The answer must be one number: how many lines in the records below contain the word "iloc".

= = = =

Issue #2215, opened 2022-03-13
[ENH] ForecastingHorizon support in deep_equals


ltsaprounis:
**Is your feature request related to a problem? Please describe.**
Currently `sktime.utils._testing.deep_equals.deep_equals` doesn't support the `ForecastingHorizon` type.

**Example**
```python
from sktime.utils._testing.deep_equals import deep_equals
from sktime.forecasting.base import ForecastingHorizon
fh_1 = ForecastingHorizon(values=[1,2,3], is_relative=True)
fh_2 = ForecastingHorizon(values=[1,2,3], is_relative=True)
deep_equals(fh_1, fh_2)
# Output: ValueError: The truth value of an array with more than one element is ambiguous. Use a.any() or a.all()
# Expected Output: True
```

**Describe the solution you'd like**
We need to add an additional `if` block for `ForecastingHorizon` equality, similar to `numpy.ndarray`, `pandas.Series` etc. 
e.g. https://github.com/alan-turing-institute/sktime/blob/6cc0d41e778f9ed61a5cd8b24a21be680e23dd6f/sktime/utils/_testing/deep_equals.py#L108

**Describe alternatives you've considered**
One alternative fix would be changing `__eq__` in `ForecastingHorizon`. 
This feels a bit more risky.

**Additional context**
Discovered this while writing the tests for #2197.
Related to #2214.

fkiraly:
hm... why the `ForecastingHorizon`'s own `__eq__` result in "truth valus is ambiguous" do you understand that?

ltsaprounis:
It behaves like numpy arrays, pandas Series, Dataframes etc. In most cases this is a feature not a bug. Unfortunately, I don't know enough about the `ForecastingHorizon` to say what the case is here.

fkiraly:
Hm, how about just adding another case, at the end, pseudocode:
``` 
    elif it´s a ForecastingHorizon, then:
    return deep_equals(fh1.values, fh2.values) and fh1.is_relative == fh2.is_relative
    plus deal with the informative return message
```

PR #2197, opened 2022-03-12
[ENH] Mock estimators and mock estimator generators for testing

ltsaprounis:
#### Reference Issues/PRs

Related to #2091. Starting with a Univariate Forecaster.

#### What does this implement/fix? Explain your changes.

Adding a Mock Forecaster for use in debugging and testing. 
The Forecaster will log all the methods called and their parameters.
[Edit]: I added a new function `make_mock_estimator` that makes any estimator log all the methods that are called along with their inputs.

**Example:**
```python
from sktime.datasets import load_airline
from sktime.utils.estimators import MockUnivariateForecaster
forecaster = MockUnivariateForecaster()
y = load_airline()
forecaster.fit(y.iloc[:5])
y_pred = forecaster.predict(fh=[1,2,3])
y_pred_quantiles = forecaster.predict_quantiles(fh=[1,2,3], alpha=[0.1, 0.9])
forecaster.update(y.iloc[5:10])
pprint(forecaster.log)
```

Output: 
```python
[('_fit',
  {'X': None,
   'fh': None,
   'y': Period
1949-01    112.0
1949-02    118.0
1949-03    132.0
1949-04    129.0
1949-05    121.0
Freq: M, Name: Number of airline passengers, dtype: float64}),
 ('_predict',
  {'X': None,
   'fh': ForecastingHorizon([1, 2, 3], dtype='int64', is_relative=True)}),
 ('_predict_quantiles',
  {'X': None,
   'alpha': [0.1, 0.9],
   'fh': ForecastingHorizon([1, 2, 3], dtype='int64', is_relative=True)}),
 ('_update',
  {'X': None,
   'update_params': True,
   'y': Period
1949-06    135.0
1949-07    148.0
1949-08    148.0
1949-09    136.0
1949-10    119.0
Freq: M, Name: Number of airline passengers, dtype: float64})]
```

#### What should a reviewer concentrate their feedback on?

- The tests for the `make_mock_estimator` are a bit lazy. Suggestions on how to make them better are welcome! But bear in mind we don't want to make them too dependent on the private interface etc.
- Is Mock the right naming here? Maybe we can call it `LoggingForecaster` / `make_logging_estimator`

##### For all contributions
- [x] I've added myself to the [list of contributors](https://github.com/alan-turing-institute/sktime/blob/main/.all-contributorsrc).
- [x] I've added unit tests and made sure they pass locally.

PR #2225, opened 2022-03-15
[ENH] extendin `deep_equals` for `ForecastingHorizon`

fkiraly:
Solves issue #2215, ensures that `deep_equals` returns the correct output if the nested structure contaians `ForecastingHorizon` somewhere.

The utility uses recursion, making use of the fact that two `ForecastingHorizon` are equal iff their `_value` (`pandas` or `numpy` container) and `is_relative` (`bool`) attributes are equal.

The extension avoids importing the `ForecastingHorizon`, ensuring that the `deep_equals` utility does not have an `sktime` dependency.
(for reviewers: that's why `type(x).__name__` is used and not `isinstance`)

### DIFF
--- a/sktime/utils/_testing/deep_equals.py
+++ b/sktime/utils/_testing/deep_equals.py
@@ -15,8 +15,6 @@ __all__ = ["deep_equals"]
 import numpy as np
 import pandas as pd
 
-# from sktime.base import BaseObject
-
 
 def deep_equals(x, y, return_msg=False):
     """Test two objects for equality in value.
--- a/sktime/utils/_testing/deep_equals.py
+++ b/sktime/utils/_testing/deep_equals.py
@@ -114,6 +114,8 @@ def deep_equals(x, y, return_msg=False):
         return ret(*_tuple_equals(x, y, return_msg=True))
     elif isinstance(x, dict):
         return ret(*_dict_equals(x, y, return_msg=True))
+    elif type(x).__name__ == "ForecastingHorizon":
+        return ret(*_fh_equals(x, y, return_msg=True))
     elif x != y:
         return ret(False, f" !=, {x} != {y}")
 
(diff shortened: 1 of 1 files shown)


fkiraly:
FYI @ltsaprounis, this is what you needed, right?

Turns out I also needed it here #2207 😄

sktime/utils/_testing/deep_equals.py
```diff
@@ -114,6 +112,8 @@ def ret(is_equal, msg):
         return ret(*_tuple_equals(x, y, return_msg=True))
     elif isinstance(x, dict):
         return ret(*_dict_equals(x, y, return_msg=True))
+    elif type(x).__name__ == "ForecastingHorizon":
```
ltsaprounis, line 115: Why not do `isinstance(x, ForecastingHorizon)` ?

ltsaprounis:
Thanks @fkiraly! this is really good and I need it for #2197!
Left one minor comment/question.

sktime/utils/_testing/deep_equals.py
fkiraly: I wrote that in the PR message 😄 

> The extension avoids importing the `ForecastingHorizon`, ensuring that the `deep_equals` utility does not have an `sktime` dependency.
> (for reviewers: that's why `type(x).__name__` is used and not `isinstance`)

ltsaprounis: > I wrote that in the PR message
🤦‍♂️ I must have run straight into the code, it was a bit late at night!

OK, I get it now. But why is it a problem to create an sktime dependency? 
The only use case I can think of is if someone copies the code.

ltsaprounis (approved):
Looks good to me! 

> lowest coupling would be achieved, btw, by overriding `__eq__` of the `ForecastingHorizon`, but I'd rather not touch it as I'm unsure about the consequences.

I agree with that! so, I suggest we treat this as a quick fix and take some time to address `ForecastingHorizon.__eq__` properly in a separate PR.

= = = =

ANSWER BOX:
2